Technical Article

An Introduction to the Architectures Powering the Current LLMs

Sep 9, 2025

Sara Han Díaz

DevRel Engineer

Bertrand Charpentier

Bertrand Charpentier

Cofounder, President & Chief Scientist

Large Language Models (LLMs) have rapidly become a hot topic in various fields over the past few years. At Pruna, the focus has been clear: make these models smaller, faster, cheaper, and greener. To this end, the team has explored and provided different optimization techniques, from caching and model compilation to advanced quantization.

For an overview of AI model optimization techniques, see this blog.

However, these individual optimizations are just pieces of a much larger machine. We must lift the hood and examine the engine to understand how it works.

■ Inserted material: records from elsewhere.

PR #59, opened 2022-07-16
Send commit concurrently in client side

zuston:
Sending commit concurrently in client side

I found when using the `LOCALFILE` storageType, waiting the commit will cost too much time. To speed up, it can be sent commit concurrently by using thread pool.

**Performance Test Case**
Using 1000 executors of Spark, single executor 1g/1core to run TeraSort 1TB.

When using `LOCALFILE` storageType mode, it cost 7.3 min. 
And then after applying this PR, it cost 6.1 min

1. Introducing the conf of `rss.client.data.commit.pool.size`, the default value is assigned shuffle server size.

No need

### DIFF
--- a/client-mr/src/main/java/org/apache/hadoop/mapreduce/RssMRConfig.java
+++ b/client-mr/src/main/java/org/apache/hadoop/mapreduce/RssMRConfig.java
@@ -55,6 +55,12 @@ public class RssMRConfig {
           MR_RSS_CONFIG_PREFIX + RssClientConfig.RSS_DATA_TRANSFER_POOL_SIZE;
   public static final int RSS_DATA_TRANSFER_POOL_SIZE_DEFAULT_VALUE =
           RssClientConfig.RSS_DATA_TRANFER_POOL_SIZE_DEFAULT_VALUE;
+  // Commit sender pool size
+  public static final String RSS_COMMIT_SENDER_POOL_SIZE =
+      MR_RSS_CONFIG_PREFIX + RssClientConfig.RSS_COMMIT_SENDER_POOL_SIZE;
+  public static final int RSS_COMMIT_SENDER_POOL_SIZE_DEFAULT_VALUE =
+      RssClientConfig.RSS_COMMIT_SENDER_POOL_SIZE_DEFAULT_VALUE;
+
   public static final String RSS_CLIENT_SEND_THREAD_NUM =
       MR_RSS_CONFIG_PREFIX + RssClientConfig.RSS_CLIENT_SEND_THREAD_NUM;
   public static final int RSS_CLIENT_DEFAULT_SEND_THREAD_NUM =
--- a/client-mr/src/main/java/org/apache/hadoop/mapreduce/RssMRConfig.java
+++ b/client-mr/src/main/java/org/apache/hadoop/mapreduce/RssMRConfig.java
@@ -55,7 +55,6 @@ public class RssMRConfig {
           MR_RSS_CONFIG_PREFIX + RssClientConfig.RSS_DATA_TRANSFER_POOL_SIZE;
   public static final int RSS_DATA_TRANSFER_POOL_SIZE_DEFAULT_VALUE =
           RssClientConfig.RSS_DATA_TRANFER_POOL_SIZE_DEFAULT_VALUE;
-  // Commit sender pool size
   public static final String RSS_DATA_COMMIT_POOL_SIZE =
       MR_RSS_CONFIG_PREFIX + RssClientConfig.RSS_DATA_COMMIT_POOL_SIZE;
   public static final int RSS_DATA_COMMIT_POOL_SIZE_DEFAULT_VALUE =
--- a/client-mr/src/main/java/org/apache/hadoop/mapreduce/RssMRConfig.java
+++ b/client-mr/src/main/java/org/apache/hadoop/mapreduce/RssMRConfig.java
@@ -56,10 +56,10 @@ public class RssMRConfig {
   public static final int RSS_DATA_TRANSFER_POOL_SIZE_DEFAULT_VALUE =
           RssClientConfig.RSS_DATA_TRANFER_POOL_SIZE_DEFAULT_VALUE;
   // Commit sender pool size
-  public static final String RSS_COMMIT_SENDER_POOL_SIZE =
-      MR_RSS_CONFIG_PREFIX + RssClientConfig.RSS_COMMIT_SENDER_POOL_SIZE;
-  public static final int RSS_COMMIT_SENDER_POOL_SIZE_DEFAULT_VALUE =
-      RssClientConfig.RSS_COMMIT_SENDER_POOL_SIZE_DEFAULT_VALUE;
+  public static final String RSS_DATA_COMMIT_POOL_SIZE =
+      MR_RSS_CONFIG_PREFIX + RssClientConfig.RSS_DATA_COMMIT_POOL_SIZE;
+  public static final int RSS_DATA_COMMIT_POOL_SIZE_DEFAULT_VALUE =
+      RssClientConfig.RSS_DATA_COMMIT_POOL_SIZE_DEFAULT_VALUE;
 
   public static final String RSS_CLIENT_SEND_THREAD_NUM =
       MR_RSS_CONFIG_PREFIX + RssClientConfig.RSS_CLIENT_SEND_THREAD_NUM;
--- a/client-mr/src/main/java/org/apache/hadoop/mapreduce/RssMRUtils.java
+++ b/client-mr/src/main/java/org/apache/hadoop/mapreduce/RssMRUtils.java
@@ -91,11 +91,13 @@ public class RssMRUtils {
         RssMRConfig.RSS_DATA_REPLICA_SKIP_ENABLED_DEFAULT_VALUE);
     int dataTransferPoolSize = jobConf.getInt(RssMRConfig.RSS_DATA_TRANSFER_POOL_SIZE,
         RssMRConfig.RSS_DATA_TRANSFER_POOL_SIZE_DEFAULT_VALUE);
+    int commitSenderPoolSize = jobConf.getInt(RssMRConfig.RSS_COMMIT_SENDER_POOL_SIZE,
+        RssMRConfig.RSS_COMMIT_SENDER_POOL_SIZE_DEFAULT_VALUE);
     ShuffleWriteClient client = ShuffleClientFactory
         .getInstance()
         .createShuffleWriteClient(clientType, retryMax, retryIntervalMax,
             heartBeatThreadNum, replica, replicaWrite, replicaRead, replicaSkipEnabled,
-            dataTransferPoolSize);
+            dataTransferPoolSize, commitSenderPoolSize);
     return client;
   }
 
--- a/client-mr/src/main/java/org/apache/hadoop/mapreduce/RssMRUtils.java
+++ b/client-mr/src/main/java/org/apache/hadoop/mapreduce/RssMRUtils.java
@@ -91,13 +91,13 @@ public class RssMRUtils {
         RssMRConfig.RSS_DATA_REPLICA_SKIP_ENABLED_DEFAULT_VALUE);
     int dataTransferPoolSize = jobConf.getInt(RssMRConfig.RSS_DATA_TRANSFER_POOL_SIZE,
         RssMRConfig.RSS_DATA_TRANSFER_POOL_SIZE_DEFAULT_VALUE);
-    int commitSenderPoolSize = jobConf.getInt(RssMRConfig.RSS_DATA_COMMIT_POOL_SIZE,
+    int dataCommitPoolSize = jobConf.getInt(RssMRConfig.RSS_DATA_COMMIT_POOL_SIZE,
         RssMRConfig.RSS_DATA_COMMIT_POOL_SIZE_DEFAULT_VALUE);
     ShuffleWriteClient client = ShuffleClientFactory
         .getInstance()
         .createShuffleWriteClient(clientType, retryMax, retryIntervalMax,
             heartBeatThreadNum, replica, replicaWrite, replicaRead, replicaSkipEnabled,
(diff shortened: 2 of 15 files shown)


jerqi:
Do you have performance tests? I guess this pr can't improve the performance. Because the performance bottleneck of `commit operation` is on the shuffle server in my opinion.

zuston:
Yes. I tested
I use 1000 executors, single executor 1g/1core to run terasort 1TB.

When using localfile mode, it cost 7.3 min.
And when i apply this PR, it cost 6.1 min

@jerqi

zuston:
> Do you have performance tests? I guess this pr can't improve the performance. Because the performance bottleneck of `commit operation` is on the shuffle server in my opinion.

As I know the spilling to disk event need to be triggered by client side. So if the previous trigger is blocked, the next one will 
not be triggered.

jerqi:
We don't recommend to use the storageType `LOCALFILE`, because it has poor performance.

client/src/main/java/org/apache/uniffle/client/util/RssClientConfig.java
```diff
@@ -36,6 +38,8 @@ public class RssClientConfig {
   public static final boolean RSS_DATA_REPLICA_SKIP_ENABLED_DEFAULT_VALUE = true;
   public static final String RSS_DATA_TRANSFER_POOL_SIZE = "rss.client.data.transfer.pool.size";
   public static final int RSS_DATA_TRANFER_POOL_SIZE_DEFAULT_VALUE = Runtime.getRuntime().availableProcessors();
+  public static final String RSS_COMMIT_SENDER_POOL_SIZE = "rss.client.commit.sender.pool.size";
+  public static final int RSS_COMMIT_SENDER_POOL_SIZE_DEFAULT_VALUE = -1;
```
jerqi, line 42: Why is the default value `-1`?

client/src/main/java/org/apache/uniffle/client/impl/ShuffleWriteClientImpl.java
```diff
@@ -247,43 +249,57 @@ public SendShuffleDataResult sendShuffleData(String appId, List<ShuffleBlockInfo
     return new SendShuffleDataResult(successBlockIds, failedBlockIds);
   }
 
+  /**
+   * This method will wait until all shuffle data have been spilled
```
jerqi, line 253: `spilled` -> `flushed`.

jerqi:
> Yes. I tested I use 1000 executors, single executor 1g/1core to run terasort 1TB.
> 
> When using localfile mode, it cost 7.3 min. And when i apply this PR, it cost 6.1 min
> 
> @jerqi

Please put performance test results into `Why are the changes need?`

client/src/main/java/org/apache/uniffle/client/util/RssClientConfig.java
```diff
@@ -17,6 +17,8 @@
 
 package org.apache.uniffle.client.util;
 
+import org.apache.hadoop.io.OutputBuffer;
```
jerqi, line 20: Why do we need this?

client/src/main/java/org/apache/uniffle/client/impl/ShuffleWriteClientImpl.java
```diff
@@ -88,11 +88,12 @@ public class ShuffleWriteClientImpl implements ShuffleWriteClient {
   private int replicaRead;
   private boolean replicaSkipEnabled;
   private int dataTranferPoolSize;
+  private int commitSenderPoolSize = -1;
   private final ForkJoinPool dataTransferPool;
 
   public ShuffleWriteClientImpl(String clientType, int retryMax, long retryIntervalMax, int heartBeatThreadNum,
                                 int replica, int replicaWrite, int replicaRead, boolean replicaSkipEnabled,
-                                int dataTranferPoolSize) {
+                                int dataTranferPoolSize, int commitSenderPoolSize) {
```
jerqi, line 96: We prefer the code style as below
```
public ShuffleWriteClientImpl(
       String clientType, 
       int retryMax,
       long retryIntervalMax,
       int heartBeatThreadNum,
       int replica,
       int replicaWrite,
       int replicaRead,
       boolean replicaSkipEnabled,
       int dataTranferPoolSize,
       int commitSenderPoolSize
```

client-mr/src/main/java/org/apache/hadoop/mapreduce/RssMRConfig.java
```diff
@@ -55,6 +55,12 @@ public class RssMRConfig {
           MR_RSS_CONFIG_PREFIX + RssClientConfig.RSS_DATA_TRANSFER_POOL_SIZE;
   public static final int RSS_DATA_TRANSFER_POOL_SIZE_DEFAULT_VALUE =
           RssClientConfig.RSS_DATA_TRANFER_POOL_SIZE_DEFAULT_VALUE;
+  // Commit sender pool size
+  public static final String RSS_COMMIT_SENDER_POOL_SIZE =
+      MR_RSS_CONFIG_PREFIX + RssClientConfig.RSS_COMMIT_SENDER_POOL_SIZE;
+  public static final int RSS_COMMIT_SENDER_POOL_SIZE_DEFAULT_VALUE =
+      RssClientConfig.RSS_COMMIT_SENDER_POOL_SIZE_DEFAULT_VALUE;
```
jerqi, line 62: The name should be consistent with `data_transfer_pool_size`. How about `data_commit_pool_size`?

jerqi:
Could you update the document about this feature?

jerqi:
https://github.com/apache/incubator-uniffle/commit/4b5389f2b3a8b382a7409813d5c811985c9c0825
In this pr, we use method `stream` replace method `parallelStream`. It may be bad choice. Method `registerShuffleServer` use method `stream`, too. Is it possible to improve performance to use method `parallelStream` in method `registerShuffleServer`? Will it create too many forkjoinPool?

zuston:
> 

If we close the forkjoin pool in the scope of method. I think it’s ok.

jerqi:
> > 
> 
> If we close the forkjoin pool in the scope of method. I think it’s ok.

Ok

zuston:
> We don't recommend to use the storageType `LOCALFILE`, because it has poor performance. But the improvement is ok for me.

The performance of `LOCALFILE` looks better than ess. Due to no need to wait data flushed to disk, the [MEMORY_LOCALFILE](url) will better.

client-mr/src/main/java/org/apache/hadoop/mapreduce/RssMRConfig.java
```diff
@@ -55,6 +55,12 @@ public class RssMRConfig {
           MR_RSS_CONFIG_PREFIX + RssClientConfig.RSS_DATA_TRANSFER_POOL_SIZE;
   public static final int RSS_DATA_TRANSFER_POOL_SIZE_DEFAULT_VALUE =
           RssClientConfig.RSS_DATA_TRANFER_POOL_SIZE_DEFAULT_VALUE;
+  // Commit sender pool size
```
jerqi, line 58: Could you remove this comment? The comment don't give me extra information to help me understand the code.

client-mr/src/main/java/org/apache/hadoop/mapreduce/RssMRUtils.java
```diff
@@ -91,11 +91,13 @@ public static ShuffleWriteClient createShuffleClient(JobConf jobConf) {
         RssMRConfig.RSS_DATA_REPLICA_SKIP_ENABLED_DEFAULT_VALUE);
     int dataTransferPoolSize = jobConf.getInt(RssMRConfig.RSS_DATA_TRANSFER_POOL_SIZE,
         RssMRConfig.RSS_DATA_TRANSFER_POOL_SIZE_DEFAULT_VALUE);
+    int commitSenderPoolSize = jobConf.getInt(RssMRConfig.RSS_DATA_COMMIT_POOL_SIZE,
```
jerqi, line 94: Could we modify this variable name?

client-spark/spark2/src/main/java/org/apache/spark/shuffle/RssShuffleManager.java
```diff
@@ -81,6 +81,7 @@ public class RssShuffleManager implements ShuffleManager {
   private final int dataReplicaRead;
   private final boolean dataReplicaSkipEnabled;
   private final int dataTransferPoolSize;
+  private final int commitSenderPoolSize;
```
jerqi, line 84: ditto.

client/src/main/java/org/apache/uniffle/client/factory/ShuffleClientFactory.java
```diff
@@ -36,9 +36,10 @@ public static ShuffleClientFactory getInstance() {
 
   public ShuffleWriteClient createShuffleWriteClient(
       String clientType, int retryMax, long retryIntervalMax, int heartBeatThreadNum,
-      int replica, int replicaWrite, int replicaRead, boolean replicaSkipEnabled, int dataTransferPoolSize) {
+      int replica, int replicaWrite, int replicaRead, boolean replicaSkipEnabled, int dataTransferPoolSize,
+      int commitSenderPoolSize) {
     return new ShuffleWriteClientImpl(clientType, retryMax, retryIntervalMax, heartBeatThreadNum,
-      replica, replicaWrite, replicaRead, replicaSkipEnabled, dataTransferPoolSize);
+      replica, replicaWrite, replicaRead, replicaSkipEnabled, dataTransferPoolSize, commitSenderPoolSize);
```
jerqi, line 42: ditto.

client/src/main/java/org/apache/uniffle/client/impl/ShuffleWriteClientImpl.java
```diff
@@ -88,11 +88,20 @@ public class ShuffleWriteClientImpl implements ShuffleWriteClient {
...
+      String clientType,
+      int retryMax,
+      long retryIntervalMax,
+      int heartBeatThreadNum,
+      int replica,
+      int replicaWrite,
+      int replicaRead,
+      boolean replicaSkipEnabled,
+      int dataTranferPoolSize,
+      int commitSenderPoolSize) {
```
jerqi, line 104: ditto.

client-mr/src/main/java/org/apache/hadoop/mapreduce/RssMRConfig.java
zuston: Got it.

zuston:
Besides I think i can submit new PR to let `registerShuffleServer ` do the same optimization

client/src/main/java/org/apache/uniffle/client/impl/ShuffleWriteClientImpl.java
```diff
@@ -247,43 +257,58 @@ public SendShuffleDataResult sendShuffleData(String appId, List<ShuffleBlockInfo
...
+          LOG.error(errorMsg, e);
         }
-        successfulCommit.incrementAndGet();
-      } catch (Exception e) {
-        LOG.error(errorMsg, e);
-      }
-    });
+      });
+    }).join();
+    forkJoinPool.shutdownNow();
```
jerqi, line 311: We add method `shutdownNow`. Maybe we'd better do performance tests again.

jerqi:
> Besides I think i can submit new PR to let `registerShuffleServer ` do the same optimization

We'd better have performance tests. `RegisterShuffleServer` may don't cost too much time. The optimization have less effect.

client/src/main/java/org/apache/uniffle/client/impl/ShuffleWriteClientImpl.java
zuston: Enn. As i know, the shutDownNow actually will not effect the performance.

jerqi: Should we use 
```
try {

} finally {
  forkJoinPool.shutdownNow();
}
```

jerqi: https://stackoverflow.com/questions/70934558/forkjoinpoolshutdown-vs-forkjoinpoolshutdownnow-after-forkjoinpooljoin

zuston: It looks ShutdownNow or Shutdown are all OK due to the operation of `join`

jerqi: > It looks ShutdownNow or Shutdown are all OK due to the operation of `join`
It's ok for me to use method `shutdownNow()`.

jerqi: I just think we can't shutdown forkjoinpool because of exception.

zuston: Got it.

client/src/main/java/org/apache/uniffle/client/impl/ShuffleWriteClientImpl.java
```diff
@@ -247,43 +257,62 @@ public SendShuffleDataResult sendShuffleData(String appId, List<ShuffleBlockInfo
...
-          throw new Exception(msg);
-        }
-        successfulCommit.incrementAndGet();
-      } catch (Exception e) {
-        LOG.error(errorMsg, e);
-      }
-    });
+        });
+      }).join();
+    } catch (Exception e) {
```
jerqi, line 312: Should we use 
```
finally {
   forkJoinPool.shutdownNow();
}
```

zuston: My fault…..

jerqi:
Could you update the document because this pr introduce the user-facing change?

zuston:
Done @jerqi

jerqi (approved):
LGTM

This blog post will provide an overview, not attempting to cover every mathematical detail, but focusing on the central intuition, of the key architectures powering today’s language models: Autoregressive Models, State-Space Models, and Diffusion-based Models.

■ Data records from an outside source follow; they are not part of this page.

PR #65, opened 2022-07-21
Use NIO's Files API to replace FileInputStream/FileOutputStream in some paths

zuston:
Use NIO's Files API to replace FileInputStream/FileOutputStream in some paths.

Follow this PR of spark: https://github.com/apache/spark/pull/20144 and https://github.com/apache/spark/pull/18684

Refer to reason of this change:

> Java's FileInputStream and FileOutputStream overrides finalize(), even this file input/output stream is closed correctly and promptly, it will still leave some memory footprints which will only get cleaned in Full GC. This will introduce two side effects:
Lots of memory footprints regarding to Finalizer will be kept in memory and this will increase the memory overhead. In our use case of external shuffle service, a busy shuffle service will have bunch of this object and potentially lead to OOM.
The Finalizer will only be called in Full GC, and this will increase the overhead of Full GC and lead to long GC pause.
https://bugs.openjdk.java.net/browse/JDK-8080225
https://www.cloudbees.com/blog/fileinputstream-fileoutputstream-considered-harmful
So to fix this potential issue, here propose to use NIO's Files#newInput/OutputStream instead in some critical paths like shuffle.

No

No need.

### DIFF
--- a/common/src/main/java/org/apache/uniffle/common/util/RssUtils.java
+++ b/common/src/main/java/org/apache/uniffle/common/util/RssUtils.java
@@ -22,7 +22,6 @@ import java.io.ByteArrayOutputStream;
 import java.io.DataInputStream;
 import java.io.DataOutputStream;
 import java.io.File;
-import java.io.FileInputStream;
 import java.io.IOException;
 import java.io.InputStreamReader;
 import java.lang.reflect.Constructor;
@@ -33,6 +32,7 @@ import java.net.NetworkInterface;
 import java.nio.BufferUnderflowException;
 import java.nio.ByteBuffer;
 import java.nio.charset.StandardCharsets;
+import java.nio.file.Files;
 import java.util.Enumeration;
 import java.util.HashMap;
 import java.util.List;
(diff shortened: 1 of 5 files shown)


jerqi:
Could you add some performance results? IShould we only modify the critical code?

zuston:
> Could you add some performance results? Should we only modify the critical code?

Actually i dont make performance test. Just found this optimization while I was browsing spark codebase. Maybe we should ping @jerryshao(the author of spark-21745)

jerqi:
> …me paths
> 
Modify the title and description.

colinmjj:
@zuston From https://github.com/apache/spark/pull/20119, there has performance issue with NIO's Files API.
I think read data from shuffle server can be improved with solution as zero-copy?

zuston:
> @zuston From [apache/spark#20119](https://github.com/apache/spark/pull/20119), there has performance issue with NIO's Files API.

The performance issue is caused by the default `InputStream.skip` implementation. So i dont replace it in the uniffle `LocalFileReader` class.

>  I think read data from shuffle server can be improved with solution as zero-copy?

After browsing spark related codebase, i think maybe using NIO api of filechannel will improve the performance. But just guess, i have no practice on this and need more test.

zuston:
Any progress? Do i need to do what before merging @jerqi

jerqi:
> Any progress? Do i need to do what before merging @jerqi

I think we need some performance tests to prove the pr effectiveness.

zuston:
I think we could directly follow the Spark change. Besides, the performance test looks hard. @jerqi

jerqi:
> I think we could directly follow the Spark change. Besides, the performance test looks hard. @jerqi

I prefer not merging this pr without test. Maybe we can solve this problem util we encounter the similar, at that time, we have the situation to prove the effectiveness of pr.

Where It All Begins: Tokenizers and Embeddings

Before we dive into the intricate inner workings, it’s worth remembering that an LLM can’t “think” until it first “reads” your request, something it does through tokenization and embedding.

For example, if you ask, "How do I optimize a model?", the model doesn’t receive that sentence as you wrote it. Instead, it's first tokenized, i.e., the text is broken into smaller, more frequent chunks known as tokens. The process involves the following steps:

  1. Text normalization, standardizing case and punctuation to ensure consistency.

  2. Pre-tokenization breaks the text into rough chunks, such as words or subwords.

  3. The actual tokenization kicks in. This step can vary slightly between models depending on design choices: the tokenization method (most commonly Byte Pair Encoding, or BPE, and its variants), the vocabulary and special tokens that define the model’s “dictionary,” and the training data that influences how the tokenizer learns the patterns to split the input.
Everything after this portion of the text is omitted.